PR #11744, opened 2025-10-04
refactor: resume-to-execution-updatable-task

### LINKED ISSUE #9774: Refactor `io.kestra.plugin.core.execution.Resume` to be an `ExecutionUpdatableTask`
### Describe the issue

The `io.kestra.plugin.core.execution.Resume` is today a runnable task but as it's a task that update the execution, it would benefits to be refactored as an ExecutionUpdatableTask, this would avoid depending on the run context implementation and also avoid any race on execution update as the update of the execution would be done by the executor.

### Environment

- Kestra Version: develop

hemantmm:
closes: #9774

✅ Changed interface from `RunnableTask<VoidOutput>` to`ExecutionUpdatableTask`.
✅ Replaced `run()` method with `update()` method that returns the updated execution.
✅ Added `resolveState()` method to return SUCCESS state for the task.
✅ Added tracking of resumed execution in variables for better observability.

---

Fix: Updated execution handling to improve state management:

- Avoids race conditions by letting the executor handle execution updates.
- Prevents dependency on the RunContext implementation details.
- Maintains tracking of which execution was resumed in the task's execution variables

### DIFF
--- a/core/src/main/java/io/kestra/plugin/core/execution/Resume.java
+++ b/core/src/main/java/io/kestra/plugin/core/execution/Resume.java
@@ -6,20 +6,16 @@ import io.kestra.core.models.executions.Execution;
 import io.kestra.core.models.flows.FlowInterface;
 import io.kestra.core.models.flows.State;
 import io.kestra.core.models.property.Property;
-import io.kestra.core.models.tasks.RunnableTask;
+import io.kestra.core.models.tasks.ExecutionUpdatableTask;
 import io.kestra.core.models.tasks.Task;
-import io.kestra.core.models.tasks.VoidOutput;
-import io.kestra.core.queues.QueueFactoryInterface;
-import io.kestra.core.queues.QueueInterface;
+import io.kestra.core.models.tasks.runners.PluginUtilsService;
 import io.kestra.core.repositories.ExecutionRepositoryInterface;
-import io.kestra.core.runners.FlowMetaStoreInterface;
 import io.kestra.core.runners.DefaultRunContext;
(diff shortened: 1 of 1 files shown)


core/src/main/java/io/kestra/plugin/core/execution/Resume.java
```diff
@@ -89,17 +85,28 @@ public VoidOutput run(RunContext runContext) throws Exception {
         ExecutionService executionService = applicationContext.getBean(ExecutionService.class);
         ExecutionRepositoryInterface executionRepository = applicationContext.getBean(ExecutionRepositoryInterface.class);
         FlowMetaStoreInterface flowExecutor = applicationContext.getBean(FlowMetaStoreInterface.class);
-        QueueInterface<Execution> executionQueue = applicationContext.getBean(QueueInterface.class, Qualifiers.byName(QueueFactoryInterface.EXECUTION_NAMED));
 
-        Execution execution = executionRepository.findById(executionInfo.tenantId(), executionInfo.id())
+        Execution targetExecution = executionRepository.findById(executionInfo.tenantId(), executionInfo.id())
             .orElseThrow(() -> new IllegalArgumentException("No execution found for execution id " + executionInfo.id()));
```
loicmathieu, line 90: You don't need to load the execution from the execution repository as it's already passed to the update method.

loicmathieu (changes requested):
Sorry, I just noticed that the issue is wrong, this task cannot be refactored as an `ExecutionUpdatableTask` task as it not always update the current execution :( 

I'll close both this PR and the issue, sorry about that and thanks for looking into it.

PR #11746, opened 2025-10-04
Fix: Ensure flowable Switch task executes children in parallel #11745

### LINKED ISSUE #11745: Flowable Switch Executes Tasks Sequentially Instead of in Parallel
### Describe the issue

A flowable Switch runs its child tasks one after another instead of at the same time

```yaml

id: definitive_switch_fix_test
namespace: dev

tasks:
  - id: my_flowable_switch
    allowFailure: true 
    value: "A"
    cases:
      "A":
        - id: task_A
          duration: PT5S

        - id: task_B
          duration: PT5S

```
### Total execution time is 10s instead of 5s

Image

_I have found the root cause and am currently working on this issue, can you please assign this issue to me, the original issue(#10508) is also assigned to me _

### Environment

- Kestra Version: develop

bikashagarwala0:
Closes #11745 

**Summary**

This PR addresses a runtime logic bug in the `flowable Switch` task. When a `Switch` task was made `flowable` (e.g., with `allowFailure: true`), it would incorrectly execute the list of tasks in the chosen `case` sequentially, one after another. This defeated the purpose of a flowable task, which is expected to handle child tasks as independent, parallel operations.

This behavior was often hidden by very fast tasks (like `Log`) but became obvious when using tasks with a duration (like `Sleep`), which would cause the total execution time to be the sum of all task durations instead of the duration of the longest task.

**Solution**

The root cause was in the `resolveNexts` method of `Switch.java`, which was incorrectly using the `FlowableUtils.resolveSequentialNexts` utility.

This has been changed to use `FlowableUtils.resolveParallelNexts`, which correctly schedules the child tasks as concurrent operations. A concurrency of `0` (unlimited) is used, as the Switch task itself doesn't impose a concurrency limit on its children.

**How to Test**

1.  Create and execute the following flow:
    ```yaml
    id: definitive_switch_fix_test
    namespace: dev
    
    tasks:
      - id: my_flowable_switch
        allowFailure: true 
        value: "A"
        cases:
          "A":
            - id: task_A
              duration: PT5S
    
            - id: task_B
              duration: PT5S
    ```
2.  Observe the **Gantt chart** for the execution. The two `Sleep` tasks will start at the same time and run in parallel. The total execution duration for the switch will be **\~5 seconds**, not \~10 seconds.

**Checklist**

  - [x] A new unit test, `flowableSwitch_parallelExecution`, has been added to `SwitchTest.java` to cover this specific case and prevent regressions. The test asserts that the total execution duration is less than the sum of the individual task durations, confirming parallel execution.

### Before
Screenshot from 2025-10-04 19-23-51

### After
Screenshot from 2025-10-04 22-53-11

### DIFF
--- a/core/src/main/java/io/kestra/plugin/core/flow/Switch.java
+++ b/core/src/main/java/io/kestra/plugin/core/flow/Switch.java
@@ -191,12 +191,16 @@ public class Switch extends Task implements FlowableTask<Switch.Output> {
 
     @Override
     public List<NextTaskRun> resolveNexts(RunContext runContext, Execution execution, TaskRun parentTaskRun) throws IllegalVariableEvaluationException {
-        return FlowableUtils.resolveSequentialNexts(
+        List<ResolvedTask> childTasks = this.childTasks(runContext, parentTaskRun);
+        Integer concurrency = 0;
+
+        return FlowableUtils.resolveParallelNexts(
             execution,
-            this.childTasks(runContext, parentTaskRun),
+            childTasks,
             FlowableUtils.resolveTasks(this.errors, parentTaskRun),
             FlowableUtils.resolveTasks(this._finally, parentTaskRun),
-            parentTaskRun
+            parentTaskRun,
+            concurrency
         );
     }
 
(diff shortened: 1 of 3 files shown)


loicmathieu:
This is by design.

In Kestra, parallel processing should be specifically set using a `Parallel` flowable task.
Only `ForEach` is capable of also doing parallel processing if configured as it's a common pattern.

I'm closing it as the related issue has already been closed.
Thanks anyway for your contribution, and sorry for your lost of time.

### Work item:
Write down the full listing again, exactly.

### Reply:
PR #11744, opened 2025-10-04
refactor: resume-to-execution-updatable-task

### LINKED ISSUE #9774: Refactor `io.kestra.plugin.core.execution.Resume` to be an `ExecutionUpdatableTask`
### Describe the issue

The `io.kestra.plugin.core.execution.Resume` is today a runnable task but as it's a task that update the execution, it would benefits to be refactored as an ExecutionUpdatableTask, this would avoid depending on the run context implementation and also avoid any race on execution update as the update of the execution would be done by the executor.

### Environment

- Kestra Version: develop

hemantmm:
closes: #9774

✅ Changed interface from `RunnableTask<VoidOutput>` to`ExecutionUpdatableTask`.
✅ Replaced `run()` method with `update()` method that returns the updated execution.
✅ Added `resolveState()` method to return SUCCESS state for the task.
✅ Added tracking of resumed execution in variables for better observability.

---

Fix: Updated execution handling to improve state management:

- Avoids race conditions by letting the executor handle execution updates.
- Prevents dependency on the RunContext implementation details.
- Maintains tracking of which execution was resumed in the task's execution variables

### DIFF
--- a/core/src/main/java/io/kestra/plugin/core/execution/Resume.java
+++ b/core/src/main/java/io/kestra/plugin/core/execution/Resume.java
@@ -6,20 +6,16 @@ import io.kestra.core.models.executions.Execution;
 import io.kestra.core.models.flows.FlowInterface;
 import io.kestra.core.models.flows.State;
 import io.kestra.core.models.property.Property;
-import io.kestra.core.models.tasks.RunnableTask;
+import io.kestra.core.models.tasks.ExecutionUpdatableTask;
 import io.kestra.core.models.tasks.Task;
-import io.kestra.core.models.tasks.VoidOutput;
-import io.kestra.core.queues.QueueFactoryInterface;
-import io.kestra.core.queues.QueueInterface;
+import io.kestra.core.models.tasks.runners.PluginUtilsService;
 import io.kestra.core.repositories.ExecutionRepositoryInterface;
-import io.kestra.core.runners.FlowMetaStoreInterface;
 import io.kestra.core.runners.DefaultRunContext;
(diff shortened: 1 of 1 files shown)


core/src/main/java/io/kestra/plugin/core/execution/Resume.java
```diff
@@ -89,17 +85,28 @@ public VoidOutput run(RunContext runContext) throws Exception {
         ExecutionService executionService = applicationContext.getBean(ExecutionService.class);
         ExecutionRepositoryInterface executionRepository = applicationContext.getBean(ExecutionRepositoryInterface.class);
         FlowMetaStoreInterface flowExecutor = applicationContext.getBean(FlowMetaStoreInterface.class);
-        QueueInterface<Execution> executionQueue = applicationContext.getBean(QueueInterface.class, Qualifiers.byName(QueueFactoryInterface.EXECUTION_NAMED));
 
-        Execution execution = executionRepository.findById(executionInfo.tenantId(), executionInfo.id())
+        Execution targetExecution = executionRepository.findById(executionInfo.tenantId(), executionInfo.id())
             .orElseThrow(() -> new IllegalArgumentException("No execution found for execution id " + executionInfo.id()));
```
loicmathieu, line 90: You don't need to load the execution from the execution repository as it's already passed to the update method.

loicmathieu (changes requested):
Sorry, I just noticed that the issue is wrong, this task cannot be refactored as an `ExecutionUpdatableTask` task as it not always update the current execution :( 

I'll close both this PR and the issue, sorry about that and thanks for looking into it.

PR #11746, opened 2025-10-04
Fix: Ensure flowable Switch task executes children in parallel #11745

### LINKED ISSUE #11745: Flowable Switch Executes Tasks Sequentially Instead of in Parallel
### Describe the issue

A flowable Switch runs its child tasks one after another instead of at the same time

```yaml

id: definitive_switch_fix_test
namespace: dev

tasks:
  - id: my_flowable_switch
    allowFailure: true 
    value: "A"
    cases:
      "A":
        - id: task_A
          duration: PT5S

        - id: task_B
          duration: PT5S

```
### Total execution time is 10s instead of 5s

Image

_I have found the root cause and am currently working on this issue, can you please assign this issue to me, the original issue(#10508) is also assigned to me _

### Environment

- Kestra Version: develop

bikashagarwala0:
Closes #11745 

**Summary**

This PR addresses a runtime logic bug in the `flowable Switch` task. When a `Switch` task was made `flowable` (e.g., with `allowFailure: true`), it would incorrectly execute the list of tasks in the chosen `case` sequentially, one after another. This defeated the purpose of a flowable task, which is expected to handle child tasks as independent, parallel operations.

This behavior was often hidden by very fast tasks (like `Log`) but became obvious when using tasks with a duration (like `Sleep`), which would cause the total execution time to be the sum of all task durations instead of the duration of the longest task.

**Solution**

The root cause was in the `resolveNexts` method of `Switch.java`, which was incorrectly using the `FlowableUtils.resolveSequentialNexts` utility.

This has been changed to use `FlowableUtils.resolveParallelNexts`, which correctly schedules the child tasks as concurrent operations. A concurrency of `0` (unlimited) is used, as the Switch task itself doesn't impose a concurrency limit on its children.

**How to Test**

1.  Create and execute the following flow:
    ```yaml
    id: definitive_switch_fix_test
    namespace: dev
    
    tasks:
      - id: my_flowable_switch
        allowFailure: true 
        value: "A"
        cases:
          "A":
            - id: task_A
              duration: PT5S
    
            - id: task_B
              duration: PT5S
    ```
2.  Observe the **Gantt chart** for the execution. The two `Sleep` tasks will start at the same time and run in parallel. The total execution duration for the switch will be **\~5 seconds**, not \~10 seconds.

**Checklist**

  - [x] A new unit test, `flowableSwitch_parallelExecution`, has been added to `SwitchTest.java` to cover this specific case and prevent regressions. The test asserts that the total execution duration is less than the sum of the individual task durations, confirming parallel execution.

### Before
Screenshot from 2025-10-04 19-23-51

### After
Screenshot from 2025-10-04 22-53-11

### DIFF
--- a/core/src/main/java/io/kestra/plugin/core/flow/Switch.java
+++ b/core/src/main/java/io/kestra/plugin/core/flow/Switch.java
@@ -191,12 +191,16 @@ public class Switch extends Task implements FlowableTask<Switch.Output> {
 
     @Override
     public List<NextTaskRun> resolveNexts(RunContext runContext, Execution execution, TaskRun parentTaskRun) throws IllegalVariableEvaluationException {
-        return FlowableUtils.resolveSequentialNexts(
+        List<ResolvedTask> childTasks = this.childTasks(runContext, parentTaskRun);
+        Integer concurrency = 0;
+
+        return FlowableUtils.resolveParallelNexts(
             execution,
-            this.childTasks(runContext, parentTaskRun),
+            childTasks,
             FlowableUtils.resolveTasks(this.errors, parentTaskRun),
             FlowableUtils.resolveTasks(this._finally, parentTaskRun),
-            parentTaskRun
+            parentTaskRun,
+            concurrency
         );
     }
 
(diff shortened: 1 of 3 files shown)


loicmathieu:
This is by design.

In Kestra, parallel processing should be specifically set using a `Parallel` flowable task.
Only `ForEach` is capable of also doing parallel processing if configured as it's a common pattern.

I'm closing it as the related issue has already been closed.
Thanks anyway for your contribution, and sorry for your lost of time.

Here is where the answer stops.